» **Source data**:

PR #681, opened 2022-03-04
fix target injection for clean and pack

### LINKED ISSUE #675: Invalid order with NuGet pack leading to invalid outputs

adamralph:
relates to #682
relates to #683

### DIFF
--- a/MinVer/build/MinVer.targets
+++ b/MinVer/build/MinVer.targets
@@ -2,6 +2,7 @@
 
   <PropertyGroup>
     <MSBuildAllProjects Condition="'$(MSBuildAssemblyVersion)' == '' Or '$(MSBuildAssemblyVersion)' &lt; '16.0'">$(MSBuildAllProjects);$(MSBuildThisFileFullPath)</MSBuildAllProjects>
+    <GenerateNuspecDependsOn>$(GenerateNuspecDependsOn);MinVer</GenerateNuspecDependsOn>
     <GetPackageVersionDependsOn>$(GetPackageVersionDependsOn);MinVer</GetPackageVersionDependsOn>
   </PropertyGroup>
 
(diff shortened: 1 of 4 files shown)


adamralph:
I want to add tests for #682 and #683 before merging this.

bording:
I've been away from GitHub for the past two weeks, so I'm just catching up with things now.

Looking over the issues and this PR, adding the `MinVer` target to `GenerateNuspecDependsOn` seems like a good fix for #682.

For #683, I think we might want to tweak this a bit more, though.

The `_CleanPackageFiles` target has a `'$(GeneratePackageOnBuild)' == 'true'` condition, so it only runs when someone has set that to true, which is not the default.

The change here means that MinVer will be running during clean even when a package hasn't been built.

One option to fix this would be to add another target, something like:
```
<Target Name="_MinVerClean" BeforeTargets="Clean" DependsOnTargets="MinVer" Condition="'$(GeneratePackageOnBuild)' == 'true'" />
```

I believe that should continue to let the package be cleaned properly, but not invoke MinVer unnecessarily. It couldn't hurt to confirm that via a build log file, though.

adamralph:
> The change here means that MinVer will be running during clean even when a package hasn't been built.

@bording good catch! Your suggested change sounds good. I'll re-open https://github.com/adamralph/minver/issues/683 for now.

adamralph:
raised https://github.com/adamralph/minver/pull/704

» **What you should do**: Where does "built" appear in the records above? Copy every line that has it.

» **Solved problem**:
The change here means that MinVer will be running during clean even when a package hasn't been built.
> The change here means that MinVer will be running during clean even when a package hasn't been built.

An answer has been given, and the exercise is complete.